Oh, when they’re up, they’re up, and when they’re down, they’re down,
And when they’re only halfway up, they’re neither up nor down.

        They paused halfway up in order to enjoy a picnic.
        No one knows which Duke of York we’re referring to here.  As usual there are various candidates, and no particular evidence to connect the song to any one of them.  The earliest variation of the rhyme attributes the going up and down again to the King of France, but doesn’t include the halfway up at all.  For most children the fun part is the actions that go along with the singing: standing at “up”s and sitting at “down”s.  It’s also fun to sing it with a lot of oomph and verve.
        Taking it as a story in its own right, one could consider it a meditation on the futility of war, but I prefer to think of it as more akin to the “truism” rhymes, telling us something so delightfully obvious that I can’t help feeling a certain affection for the poor, pompous fellow — he thought he was so dang important, but really it’s no different for him than for anyone else in the world.
        The first illustration has lots of dramatic movement in the composition, with the big diagonal of the commanding arm forming the slope of the hill, and the commander on horseback urging the men ahead.  The very rough printing with uneven ink adds to its impetuous feel.  The second illustration, by contrast, is much more staid.  These men are not charging vigorously, but trudging along, left-right left-right.  The end of the line is even
standing around waiting for the forward movement to reach them.  But at least they have a destination in the castle atop the hill.  (The first illustration makes me think that the men may all tumble lemming-like over the fingertip, like one of Monty Python’s animations.  The piece slightly predates Gilliam’s animations for the show, but it’s from the same general era.)
        The final illustration is from the early days of the United States of America.  You can see that the commander is holding an American flag.  The lyrics have been changed to replace the Duke of York, whom we don’t want to talk about right now, to a “Serjeant Hero.”  The illustration contains no hill, however, which makes it pretty weak.  They’re neither up nor down all the time.
        Why do you think the Duke of York and his men were marching up and down the hill, anyway?
        A final note for impressionable children: Running up and down hills is an excellent way
to get exercise and improve health and fitness.
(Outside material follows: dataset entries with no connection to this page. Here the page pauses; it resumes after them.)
Issue #2012, opened 2017-11-22
Data/SQLite: Exception messages contain duplicate text


obiltschnig:
SQLite exception displayText() contains duplicate messages, example: "Abort due to constraint violation: Abort due to constraint violation"

Problem is Utility::throwException() method. Need to review throw statements and remove unnecessary exception constructor arguments leading to duplicate text.

PR #2276, opened 2018-04-09
Added check for null pointer before accessing and leaving SQLite mutex.

jiajen:
A null pointer dereference occurs when a SQLite Session fails to be constructed. This can be recreated with the following code:
```
try
{
	Poco::SQL::Session tmp(Poco::SQL::SQLite::Connector::KEY, "\\/some\\/invalid\\/path\\/sqlite.db", 1);
}
catch (Poco::SQL::ConnectionFailedException&)
{
}
```
The issue occurs when the database cannot be created and attempts to throw an exception. However, since all exceptions invoke a SQLite mutex (since the fix for issue #2012), `sqlite3_db_mutex(pDB)` causes a segmentation fault when `pDB` is null which can occur if the database cannot be created. Checking for a null pointer before entering and leaving the SQLite mutex solves the problem.

### DIFF
--- a/SQL/SQLite/src/Utility.cpp
+++ b/SQL/SQLite/src/Utility.cpp
@@ -59,15 +59,18 @@ Utility::TypeMap Utility::_types;
 Poco::Mutex Utility::_mutex;
 
 
-Utility::SQLiteMutex::SQLiteMutex(sqlite3* pDB): _pMutex(sqlite3_db_mutex(pDB))
+Utility::SQLiteMutex::SQLiteMutex(sqlite3* pDB)
 {
-	sqlite3_mutex_enter(_pMutex);
+	_pMutex = (pDB) ? sqlite3_db_mutex(pDB) : NULL;
+	if (_pMutex)
+		sqlite3_mutex_enter(_pMutex);
 }
 
 
 Utility::SQLiteMutex::~SQLiteMutex()
 {
-	sqlite3_mutex_leave(_pMutex);
+	if (_pMutex)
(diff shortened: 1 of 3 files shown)


SQL/SQLite/src/Utility.cpp
```diff
@@ -59,15 +59,18 @@ Utility::TypeMap Utility::_types;
 Poco::Mutex Utility::_mutex;
 
 
-Utility::SQLiteMutex::SQLiteMutex(sqlite3* pDB): _pMutex(sqlite3_db_mutex(pDB))
+Utility::SQLiteMutex::SQLiteMutex(sqlite3* pDB)
 {
-	sqlite3_mutex_enter(_pMutex);
+	_pMutex = (pDB) ? sqlite3_db_mutex(pDB) : NULL;
```
aleks-f: a couple of things:
1) this is ok, but please leave it in initialization
2) use 0, not NULL

aleks-f:
@jiajen thanks, just so it is properly tracked, would you mind opening issue and sending the same fix to [poco-1.9.1](https://github.com/pocoproject/poco/tree/poco-1.9.1) branch

SQL/SQLite/src/Utility.cpp
aleks-f: strictly speaking `nullptr` would be the right thing to do, but since 1.x releases do not yet unconditionally support c++11, let's have 0

jiajen: Added the changes. Thanks for pointing out!

PR #2318, opened 2018-05-04
- add HTTP_PURGE constant and unit test

kedarX:
PURGE method is useful for clients that deal with proxies and server's that support purge of resources.


kedarX:
Closed due to merge conflict issue during a rebase pull.

PR #2336, opened 2018-05-17
Omit ContentLength in WebSocket accept response

OlegHahm:
According to https://tools.ietf.org/html/rfc7230#section-3.3.2
(see https://stackoverflow.com/a/44553521/8647581 for details)


lothrop:
Is there anything I can do to expediate the merge of this PR? The current implementation does not work with the (standards-conform) client we are using. It seems like a straightforward and correct commit.

obiltschnig:
Need to merge into 1.10 as well.

OlegHahm:
Should I open another PR against a release branch or what is the procedure?

PR #2342, opened 2018-05-21
BorringSSL Fork

AnDevi:
Those are changes necessary to build Poco Library with BoringSSL instead of OpenSSL. 
I tested that it's works on MacOs.


obiltschnig:
Please re-target pull request against poco-1.10.0 branch.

[Pictures: Woodcut by Seymour Chwast, 1961 (Image from Seymour Chwast Archive);
Wood block print by Joan Hassall, c 1955 (Image from Opie, The Oxford Nursery Rhyme Book);
Wood block print from A Little Pretty Pocket-Book printed by Isaiah Thomas, 1787 (Image from Library of Congress).]


Lisa said...

This one always reminds me of this old riddle!

"Thirty white horses on a red hill,
first champ, then stamp, and then stand still"

Not a riddle like we in the US think of them, I guess these are either older, or British sorts. I run across them in novels.

The first illustration looks like a Blue Meanie.

Kathe W. said...

The first drawing really shows how war is fought....the General points his finger up the hill and the soldiers go toward the enemy while the General sits down and doesn't budge. At least that is how I see it and I think this artist did also.

Frédérique said...

Oh I love so much your "A final note for impressionable children" ;))
Y is for Young

Deborah Weber said...

I really do like that first illustration. Although I'd like to see the fingers in a peace sign and then the men would be marching towards that. Your final notes always crack me up. And seeing how I'm obviously on a let's add something mode, I'd add the admonishment "don't go fetching any pails."

Rob Z Tobor said...

It is a funny little nursery rhyme and has never really made any sense to me. Probably because I'm just an old grumpy chap which I suspect may also be true of The grand old Duke of York.

Almost at Z, just a few more hours and we can all cheer and lie down and rest much like the ten thousand men on that hill.

Kristin said...

I think they were on maneuvers. No particular rhyme or reason to it. Their Captain just wants to keep them fit. So up and down the hill they go.

Jade Li said...

This is a new one on me. It has a sing-song to it that I like.

Ronel Janse van Vuuren said...

Sounds like someone was bored...

An A-Z of Faerie: Krampus

Sue Bursztynski said...

You’re right, Anne, that first one is very Monty Python in style!

Lisa, the answer to that riddle is “teeth.” It is an old style riddle of the kind the Saxons used to enjoy. And Tolkien used it in The Hobbit, in the chapter “Riddles In The Dark.”

Anne E.G. Nydam said...

Lisa, this one predates the Blue Meanies slightly, but is definitely of the same era, with that same 60's style.

Kathe, very true. I think you're also right that the artist was definitely going for that view.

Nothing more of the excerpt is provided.